Goal of the exercise> Going down the data below, set down exactly the line with "react this way." and each line after it through the line with "This won't currently"; no other lines.

[[ Source information open ]]

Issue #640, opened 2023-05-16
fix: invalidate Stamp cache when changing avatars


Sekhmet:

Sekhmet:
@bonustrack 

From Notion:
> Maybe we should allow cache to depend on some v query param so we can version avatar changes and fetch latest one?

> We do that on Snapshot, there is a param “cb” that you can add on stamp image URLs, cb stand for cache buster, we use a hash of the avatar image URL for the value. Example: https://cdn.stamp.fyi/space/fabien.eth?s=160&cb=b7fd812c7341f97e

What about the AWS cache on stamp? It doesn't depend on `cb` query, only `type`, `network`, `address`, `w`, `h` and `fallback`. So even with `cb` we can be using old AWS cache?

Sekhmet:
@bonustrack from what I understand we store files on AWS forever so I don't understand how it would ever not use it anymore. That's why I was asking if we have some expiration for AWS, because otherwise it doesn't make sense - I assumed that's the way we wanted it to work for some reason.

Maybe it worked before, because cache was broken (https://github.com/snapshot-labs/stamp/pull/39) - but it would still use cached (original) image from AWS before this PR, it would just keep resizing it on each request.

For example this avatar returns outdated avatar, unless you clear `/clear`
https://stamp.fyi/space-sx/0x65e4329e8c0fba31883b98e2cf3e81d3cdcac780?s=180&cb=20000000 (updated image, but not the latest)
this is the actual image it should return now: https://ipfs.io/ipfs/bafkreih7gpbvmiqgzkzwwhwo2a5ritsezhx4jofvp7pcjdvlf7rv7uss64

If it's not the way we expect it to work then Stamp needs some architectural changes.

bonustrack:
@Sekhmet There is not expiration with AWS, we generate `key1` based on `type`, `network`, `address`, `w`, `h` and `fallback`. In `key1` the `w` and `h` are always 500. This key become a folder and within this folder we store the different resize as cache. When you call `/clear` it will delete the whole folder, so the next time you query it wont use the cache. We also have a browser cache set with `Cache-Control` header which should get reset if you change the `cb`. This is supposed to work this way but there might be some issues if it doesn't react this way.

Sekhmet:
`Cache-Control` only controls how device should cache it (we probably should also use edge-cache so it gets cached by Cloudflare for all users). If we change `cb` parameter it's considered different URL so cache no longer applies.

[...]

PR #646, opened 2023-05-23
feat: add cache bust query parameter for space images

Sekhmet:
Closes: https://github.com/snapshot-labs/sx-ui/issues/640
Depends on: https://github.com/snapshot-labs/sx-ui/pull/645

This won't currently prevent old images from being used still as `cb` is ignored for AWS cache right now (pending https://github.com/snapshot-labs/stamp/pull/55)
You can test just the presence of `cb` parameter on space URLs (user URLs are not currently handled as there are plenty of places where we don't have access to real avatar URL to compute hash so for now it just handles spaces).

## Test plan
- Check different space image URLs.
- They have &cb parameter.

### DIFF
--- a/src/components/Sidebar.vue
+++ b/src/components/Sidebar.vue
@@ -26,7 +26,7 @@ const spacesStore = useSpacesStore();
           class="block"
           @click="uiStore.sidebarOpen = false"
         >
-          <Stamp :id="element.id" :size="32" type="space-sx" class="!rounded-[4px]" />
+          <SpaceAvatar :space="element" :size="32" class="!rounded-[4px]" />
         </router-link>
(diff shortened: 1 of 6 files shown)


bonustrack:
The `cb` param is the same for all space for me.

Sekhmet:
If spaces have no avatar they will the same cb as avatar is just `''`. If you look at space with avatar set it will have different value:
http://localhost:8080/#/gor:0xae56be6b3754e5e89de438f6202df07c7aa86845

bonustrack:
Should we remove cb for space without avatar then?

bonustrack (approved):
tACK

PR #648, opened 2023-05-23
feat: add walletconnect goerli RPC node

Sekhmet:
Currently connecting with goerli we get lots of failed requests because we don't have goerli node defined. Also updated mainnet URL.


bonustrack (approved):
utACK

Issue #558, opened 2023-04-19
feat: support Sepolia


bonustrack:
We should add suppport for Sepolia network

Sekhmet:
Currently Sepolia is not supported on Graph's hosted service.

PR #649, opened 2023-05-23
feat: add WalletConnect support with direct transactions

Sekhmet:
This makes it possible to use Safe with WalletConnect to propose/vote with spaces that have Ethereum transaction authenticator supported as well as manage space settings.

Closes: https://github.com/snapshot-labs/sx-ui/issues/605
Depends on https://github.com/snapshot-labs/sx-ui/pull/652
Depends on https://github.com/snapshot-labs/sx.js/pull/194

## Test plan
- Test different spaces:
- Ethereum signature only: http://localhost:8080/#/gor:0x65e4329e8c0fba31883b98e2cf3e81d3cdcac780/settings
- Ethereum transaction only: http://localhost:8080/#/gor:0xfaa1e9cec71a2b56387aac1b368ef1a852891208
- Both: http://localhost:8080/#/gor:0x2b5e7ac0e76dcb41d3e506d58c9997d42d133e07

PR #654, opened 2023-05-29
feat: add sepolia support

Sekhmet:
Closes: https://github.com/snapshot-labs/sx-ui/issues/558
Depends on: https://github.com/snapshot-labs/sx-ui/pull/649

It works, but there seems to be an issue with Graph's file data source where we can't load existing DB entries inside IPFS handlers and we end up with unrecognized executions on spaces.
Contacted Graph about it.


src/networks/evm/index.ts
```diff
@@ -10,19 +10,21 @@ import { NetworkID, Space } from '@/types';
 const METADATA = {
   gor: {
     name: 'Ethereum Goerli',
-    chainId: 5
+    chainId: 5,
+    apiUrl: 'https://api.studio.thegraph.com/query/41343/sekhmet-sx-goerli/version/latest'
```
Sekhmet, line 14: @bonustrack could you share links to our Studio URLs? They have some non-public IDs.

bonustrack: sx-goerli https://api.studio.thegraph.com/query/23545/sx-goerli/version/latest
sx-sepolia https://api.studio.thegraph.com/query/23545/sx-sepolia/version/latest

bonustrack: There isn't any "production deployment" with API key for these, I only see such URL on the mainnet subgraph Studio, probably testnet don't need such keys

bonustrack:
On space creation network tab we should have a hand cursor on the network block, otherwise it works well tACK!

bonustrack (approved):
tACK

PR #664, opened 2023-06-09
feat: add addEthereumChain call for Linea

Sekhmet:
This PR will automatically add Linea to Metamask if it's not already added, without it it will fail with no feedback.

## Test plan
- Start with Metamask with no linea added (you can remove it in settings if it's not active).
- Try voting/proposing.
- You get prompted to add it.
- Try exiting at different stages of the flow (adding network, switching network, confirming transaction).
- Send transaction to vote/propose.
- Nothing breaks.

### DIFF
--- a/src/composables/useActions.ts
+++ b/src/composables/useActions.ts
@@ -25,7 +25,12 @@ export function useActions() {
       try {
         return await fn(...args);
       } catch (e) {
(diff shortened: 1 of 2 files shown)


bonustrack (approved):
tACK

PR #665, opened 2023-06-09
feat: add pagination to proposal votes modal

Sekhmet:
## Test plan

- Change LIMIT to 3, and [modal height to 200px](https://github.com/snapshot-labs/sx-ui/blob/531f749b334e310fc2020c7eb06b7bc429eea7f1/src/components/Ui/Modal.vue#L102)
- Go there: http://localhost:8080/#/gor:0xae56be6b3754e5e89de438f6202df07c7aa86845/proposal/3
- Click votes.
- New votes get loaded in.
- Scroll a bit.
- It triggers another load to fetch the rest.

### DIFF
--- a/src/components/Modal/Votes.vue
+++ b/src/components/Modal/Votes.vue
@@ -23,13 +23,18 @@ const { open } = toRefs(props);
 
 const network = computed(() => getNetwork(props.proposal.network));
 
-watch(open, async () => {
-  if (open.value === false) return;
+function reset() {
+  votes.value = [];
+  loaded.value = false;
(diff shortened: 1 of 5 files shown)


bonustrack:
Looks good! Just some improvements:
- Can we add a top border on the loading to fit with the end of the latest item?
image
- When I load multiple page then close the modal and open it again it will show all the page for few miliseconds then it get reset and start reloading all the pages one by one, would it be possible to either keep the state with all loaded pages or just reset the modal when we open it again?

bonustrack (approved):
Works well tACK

[[ Source information closed ]]

Result of the task>
@Sekhmet There is not expiration with AWS, we generate `key1` based on `type`, `network`, `address`, `w`, `h` and `fallback`. In `key1` the `w` and `h` are always 500. This key become a folder and within this folder we store the different resize as cache. When you call `/clear` it will delete the whole folder, so the next time you query it wont use the cache. We also have a browser cache set with `Cache-Control` header which should get reset if you change the `cb`. This is supposed to work this way but there might be some issues if it doesn't react this way.

Sekhmet:
`Cache-Control` only controls how device should cache it (we probably should also use edge-cache so it gets cached by Cloudflare for all users). If we change `cb` parameter it's considered different URL so cache no longer applies.

[...]

PR #646, opened 2023-05-23
feat: add cache bust query parameter for space images

Sekhmet:
Closes: https://github.com/snapshot-labs/sx-ui/issues/640
Depends on: https://github.com/snapshot-labs/sx-ui/pull/645

This won't currently prevent old images from being used still as `cb` is ignored for AWS cache right now (pending https://github.com/snapshot-labs/stamp/pull/55)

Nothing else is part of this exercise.